## Activity
Repeat each entry word for word.

Dataset entries:
== Segment start ==

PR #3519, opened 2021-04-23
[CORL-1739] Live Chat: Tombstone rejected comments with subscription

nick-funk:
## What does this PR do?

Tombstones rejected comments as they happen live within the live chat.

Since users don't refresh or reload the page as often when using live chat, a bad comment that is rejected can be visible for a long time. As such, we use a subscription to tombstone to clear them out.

== Segment end ==

## Task response
PR #3519, opened 2021-04-23
[CORL-1739] Live Chat: Tombstone rejected comments with subscription

nick-funk:
## What does this PR do?

Tombstones rejected comments as they happen live within the live chat.

Since users don't refresh or reload the page as often when using live chat, a bad comment that is rejected can be visible for a long time. As such, we use a subscription to tombstone to clear them out.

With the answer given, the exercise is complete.